The traditional IT reliability strategy is robustness - optimise for MTBF (mean time between failures) by maintaining a failure-free production environment. This assumes failures are preventable, and depends on risk management theatre such as end-to-end testing. It leaves organisations trapped in discontinuous delivery, and in such circumstances a continuous delivery programme focused on throughput is unlikely to succeed.
A more effective reliability strategy in most scenarios is resilience - optimise for MTTR (mean time to repair) by rapidly responding to production failures. This assumes failures are inevitable, and depends on the adaptive capacity of teams and services being increased with operability practices.

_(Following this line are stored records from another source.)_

PR #851, opened 2020-11-23
make test count iteration configurable by environment variable

apoelstra:
You can set the test iteration count by command-line parameter but it is very hard to control the iteration count used by `make check` and even harder to control the count when this is run through Bitcoin Core's build system. Using an environment var solves both problems.

### DIFF
--- a/src/tests.c
+++ b/src/tests.c
@@ -5632,6 +5632,10 @@ int main(int argc, char **argv) {
             count = strtol(env, NULL, 0);
         }
     }
+    if (count <= 0) {
+        fputs("An iteration count of 0 or less is not allowed.\n", stderr);
+        return EXIT_FAILURE;
+    }
     printf("test count = %i\n", count);
 
     /* find random seed */
--- a/src/tests.c
+++ b/src/tests.c
@@ -5626,6 +5626,11 @@ int main(int argc, char **argv) {
     /* find iteration count */
     if (argc > 1) {
         count = strtol(argv[1], NULL, 0);
+    } else {
+        const char* env = getenv("SECP256K1_TEST_ITERS");
+        if (env) {
+            count = strtol(env, NULL, 0);
+        }
     }
     printf("test count = %i\n", count);
 


real-or-random:
Nice, that's indeed useful. 

ACK 0ce45548813709d828cb3abcc7db4c9ce6e26907 I inspected the diff

Here are a few small annoying things that you can add to this PR if you want. If not, let's consider this a list for another PR:
 * Add check that aborts if not `count > 0`? Technically `count == 0` is fine but I think noone wants to run this on purpose as it just disables some tests arbitrary. 
 * I was tempted to say that we should have a `ITERS` also for the exhaustive tests but I think that's not true. The default of 2 makes a lot of sense for these, because the randomness is only used to randomize the representation in jacobian coordinates. But we should add the same `count > 0` check there.
 * Document the environment variables. Since we don't have a .md for tests, the canonical place is in the "usage" output. (This is not optimal because the benchmarks have an env variable but no "usage" output. Yeah, ok.)

jonasnick (approved):
ACK 0ce45548813709d828cb3abcc7db4c9ce6e26907

elichai:
utACK 0ce45548813709d828cb3abcc7db4c9ce6e26907

> * Add check that aborts if not `count > 0`? Technically `count == 0` is fine but I think noone wants to run this on purpose as it just disables some tests arbitrary.

I also wanted to do some sanitizing on the bench env var but hadn't gotten to doing it yet
https://github.com/bitcoin-core/secp256k1/blob/ca4906b02e69644d83e13b3c09cc9147fc1232a5/src/bench.h#L124

apoelstra:
deadalnix was using count==0 :) https://github.com/bitcoin-core/secp256k1/issues/528

elichai:
> deadalnix was using count==0 :) #528
lol
I didn't fix yet because I think those env vars are for "advanced users only" and only tests/benchmarks so it doesn't matter too much

apoelstra:
I'm happy to add a count>0 check if people think it's valuable.

I don't think it's worth exposing a way to change the exhaustive test iteration count. I didn't even know there was one.

Unfortunately there is no usage text for the tests binary :). I could add an unconditional message above the "count =" line.

sipa:
The count variable for the exhaustive tests changes the z coordinate for gej elements (which is randomized, not exhaustive).

I don't think there is much need to changing the default, though.

real-or-random:
> deadalnix was using count==0 :) #528

yeah but even he says:
> My concern here isn't really that 0 is a very useful thing to test for, but that it put the system is some weird state that reveal a bug either in libsecp256k1 or possibly in gcc's optimizer. 

So I think we should just enforce > 0. But either way is fine.

> I don't think there is much need to changing the default, though.

Indeed.

src/tests.c
```diff
@@ -5626,6 +5626,15 @@ int main(int argc, char **argv) {
     /* find iteration count */
     if (argc > 1) {
         count = strtol(argv[1], NULL, 0);
+    } else {
+        const char* env = getenv("SECP256K1_TEST_ITERS");
+        if (env) {
+            count = strtol(env, NULL, 0);
+        }
+    }
+    if (count == 0) {
```
real-or-random, line 5635: Maybe just
```suggestion
    if (count <= 0) {
```

real-or-random (approved):
ACK a729a6c6bfb07929c56222fc43cba790d9e5c083 I inspected the diff but didn't test

src/tests.c
```diff
@@ -5626,6 +5626,15 @@ int main(int argc, char **argv) {
...
     if (argc > 1) {
         count = strtol(argv[1], NULL, 0);
+    } else {
+        const char* env = getenv("SECP256K1_TEST_ITERS");
+        if (env) {
+            count = strtol(env, NULL, 0);
+        }
+    }
+    if (count <= 0) {
+        fputs("An iteration count of 0 is not allowed.\n", stderr);
```
jonasnick, line 5636: nit: `<= 0`

jonasnick (commented):
ACK mod nit

jonasnick (approved):
ACK f4fa8d226a95e42b252c07edb425c446370e01c0

real-or-random (approved):
ACK f4fa8d226a95e42b252c07edb425c446370e01c0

Resilience is also a great enabler of continuous delivery. A continuous delivery programme focused on resilience will increase stakeholder confidence, and lay the groundwork for challenging robustness risk management theatre to increase throughput.
During this talk, Steve Smith will explain why discontinuous delivery is part of the tradition of optimising for MTBF, and how optimising for MTTR can power continuous delivery adoption. This is an overview of a new approach to continuous delivery, backed by examples from private and public sector organisations.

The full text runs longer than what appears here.